The macro photograph names the anatomy that recurs through the whole series. The body is the working part: inside it lies the actual resistive element — a spiral-cut film of carbon or metal, or a coil of resistance wire, or a printed track of oxide — chosen and shaped to hit the target resistance. The two leads are just tinned copper wire, there to carry current in and out and to be soldered into a board; in a surface-mount chip resistor they shrink to metallized end-caps, but the idea is the same. And the color bands are a printed code, a way of writing a value on a part too small to carry legible digits, one of the small elegant conventions of the trade that an entire later volume is devoted to decoding. For the moment it is enough to know that the stripes are not decoration: red-violet-brown-gold, on the part in the figure, is the number 270 ohms with a five-percent tolerance, written in a language a technician reads at a glance.
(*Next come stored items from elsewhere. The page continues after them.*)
PR #3528, opened 2022-11-26
remove settings that configure state sync

faddat:
closes: #3517 

## Use default state sync configuration

This PR removes settings that should no longer need to be set, and maybe never should have been set.  Specifically, this PR relies more heavily on upstream defaults:

* using the default state sync trust period, instead of 112 hours
* taking a snapshot every 1000 blocks, instead of 1500 (iirc)
* disabling serving state sync snapshots by default

## Testing and Verifying

* Manually verified the change by running a node with these settings, then state syncing to my desktop against it.

Script to reproduce the findings is here:

Working:
https://github.com/osmosis-labs/osmosis/blob/faddat/working-state-sync-example/scripts/statesync-resolution.bash

Not Working:
https://github.com/osmosis-labs/osmosis/blob/faddat/working-state-sync-example/scripts/statesync.bash

  - Does this pull request introduce a new feature or user-facing behavior changes? (yes / no) yes: 

### DIFF
--- a/cmd/osmosisd/cmd/init.go
+++ b/cmd/osmosisd/cmd/init.go
@@ -102,8 +102,6 @@ func InitCmd(mbm module.BasicManager, defaultNodeHome string) *cobra.Command {
 			config.P2P.MaxNumOutboundPeers = 40
 			config.Consensus.TimeoutCommit = 2 * time.Second
 			config.Mempool.Size = 10000
-			config.StateSync.TrustPeriod = 112 * time.Hour
-			config.FastSync.Version = "v0"
 
 			config.SetRoot(clientCtx.HomeDir)
 
--- a/cmd/osmosisd/cmd/root.go
+++ b/cmd/osmosisd/cmd/root.go
@@ -102,8 +102,6 @@ func initAppConfig() (string, interface{}) {
 	// server config.
 	srvCfg := serverconfig.DefaultConfig()
 	srvCfg.API.Enable = true
-	srvCfg.StateSync.SnapshotInterval = 1500
-	srvCfg.StateSync.SnapshotKeepRecent = 2
 	srvCfg.MinGasPrices = "0uosmo"
 
 	// 128MB IAVL cache


cmd/osmosisd/cmd/root.go
```diff
@@ -102,8 +102,6 @@ func initAppConfig() (string, interface{}) {
 	// server config.
 	srvCfg := serverconfig.DefaultConfig()
 	srvCfg.API.Enable = true
-	srvCfg.StateSync.SnapshotInterval = 1500
-	srvCfg.StateSync.SnapshotKeepRecent = 2
```
ValarDragon, line 106: I think this is good for snapshot interval, tbh I'd even consider making it longer

cmd/osmosisd/cmd/init.go
```diff
@@ -102,8 +102,6 @@ func InitCmd(mbm module.BasicManager, defaultNodeHome string) *cobra.Command {
 			config.P2P.MaxNumOutboundPeers = 40
 			config.Consensus.TimeoutCommit = 2 * time.Second
 			config.Mempool.Size = 10000
-			config.StateSync.TrustPeriod = 112 * time.Hour
```
ValarDragon, line 105: Hrmm, this should be parameterized to be upperbounded by your unbonding period. Perhaps a bit lower, what is the default parameterizing it to?

cmd/osmosisd/cmd/init.go
```diff
@@ -102,8 +102,6 @@ func InitCmd(mbm module.BasicManager, defaultNodeHome string) *cobra.Command {
...
-			config.FastSync.Version = "v0"
```
ValarDragon, line 106: I have no idea what this parameter is

ValarDragon:
Of the 4 changes, the only one I think we should be really considering is the fast sync one, if we have some understanding of whats getting changed. (Though it confuses me how that relates to state sync)

```
	srvCfg.StateSync.SnapshotInterval = 1500
	srvCfg.StateSync.SnapshotKeepRecent = 2
```

Seems better than upstream setting? If anything we'd want these to be less often ideally imo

1.4 Power: Where the Energy Goes
Ohm’s law says how much current a voltage drives through a resistance. It says nothing, by itself, about the energy involved — and energy, in a resistor, is the whole point, because energy is heat and heat is what limits how hard a resistor can be worked. The governing quantity is power, the rate at which energy is delivered, measured in watts. For any electrical component the power it consumes is the voltage across it times the current through it:
P = V × I
For a resistor, Ohm’s law lets that be rewritten in two more forms that are often more convenient, because at the bench one usually knows the resistance and just one of the other two quantities. Substituting V = I × R gives power in terms of current and resistance; substituting I = V / R gives it in terms of voltage and resistance:
P = I² × R = V² / R = V × I
All three say the same thing. The first, P = I²R, is the one to reach for when the current is known — and note the square: double the current through a resistor and its heat production quadruples, which is why over-current is so quickly destructive. The second, P = V²/R, is the one to reach for when the voltage across the part is known. Every watt of that power becomes heat inside the resistor’s small body, and that heat has to go somewhere — into the surrounding air, down the leads into the circuit board, away by radiation — or the temperature climbs until something is damaged.
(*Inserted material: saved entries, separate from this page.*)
PR #3532, opened 2022-11-26
test(superfluid): unpool when not whitelisted

p0mvn:
Closes: #XXX

Add a test for unpooling when not whitelisted

### DIFF
--- a/x/superfluid/keeper/msg_server.go
+++ b/x/superfluid/keeper/msg_server.go
@@ -126,6 +126,11 @@ func (server msgServer) UnPoolWhitelistedPool(goCtx context.Context, msg *types.
 		return nil, err
 	}
 
+	err = server.keeper.checkUnpoolWhitelisted(ctx, msg.PoolId)
+	if err != nil {
+		return nil, err
+	}
+
 	// We get all the lockIDs to unpool
 	lpShareDenom := gammtypes.GetPoolShareDenom(msg.PoolId)
 	minimalDuration := time.Millisecond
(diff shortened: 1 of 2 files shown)


x/superfluid/keeper/msg_server.go
```diff
@@ -126,6 +126,11 @@ func (server msgServer) UnPoolWhitelistedPool(goCtx context.Context, msg *types.
 		return nil, err
 	}
 
+	err = server.keeper.checkUnpoolWhitelisted(ctx, msg.PoolId)
```
p0mvn, line 129: Note: this is also checked down below in `UnpoolAllowedPools` but wouldn't hurt having it here too

x/superfluid/keeper/unpool_test.go
```diff
@@ -252,3 +251,37 @@ func (suite *KeeperTestSuite) TestUnpool() {
 		})
 	}
 }
+
+// TestUnpoolAllowedPools_WhiteList tests that unpooling does not work for pools not in a whitelist.
+// Should fail immediately if pool is not in whitelist.
+func (suite *KeeperTestSuite) TestUnpoolAllowedPools_WhiteList() {
+	// lock id does not matter in the context of this test.
+	const (
+		testLockId        = 1
```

1.4.1 The Power Rating, and Why Two Resistors of “100 Ω” Are Not the Same
This is where a resistor’s second number enters, the one beginners tend to overlook: its power rating, the maximum power it can safely dissipate as heat without cooking itself. A resistor’s resistance and its power rating are two independent specifications. The resistance says how it divides voltage and current; the power rating says how much abuse it can take while doing so. This is exactly why a tiny 1/4-watt film resistor and a chunky finned 50-watt wirewound resistor can both be stamped “100 Ω” and both be perfectly correct. They will each present one hundred ohms to a circuit. But the little one can only turn a quarter of a watt into heat before it scorches, while the big one can shrug off two hundred times as much, because it has the mass and the surface area to shed the heat. The physical size of a resistor is very nearly a direct read-out of its power rating, not its resistance: a resistor is big because it must get rid of a lot of heat, never because it has a lot of ohms.
A worked example makes the stakes concrete. Suppose a designer needs a 100 Ω resistor to sit across a 12-volt supply. How much heat will it make? Using P = V²/R, that is 12² divided by 100, which is 144 / 100 = 1.44 watts. Hand that job to a common 1/4-watt resistor, rated for 0.25 W, and it is being asked to dissipate nearly six times what it can survive; it will overheat, discolor, drift in value, and eventually fail — possibly open-circuit, possibly in a puff of acrid smoke familiar to everyone who has ever built a circuit. The correct part here is at least a 2-watt resistor, and a cautious designer would fit a 3- or 5-watt part to run it cool, because a resistor run near its rating runs hot — often over 100 ΩC at the body — even when it is entirely within spec. The full art of choosing power ratings, including the derating that shrinks the allowable power as the ambient temperature rises, fills a later volume; the lesson to plant now is that every resistor carries two numbers, and ignoring the second one is how beginners let the smoke out.
1.5 Series and Parallel: Building the Value You Need
Standard resistors come only in a fixed ladder of preferred values — a subject in its own right, the E-series, treated later — so sooner or later a designer needs a resistance that no single part provides. The answer is to combine resistors, and there are two ways to wire two components together: end to end, or side by side. Each has a simple rule, and together they let any value be built from parts on hand.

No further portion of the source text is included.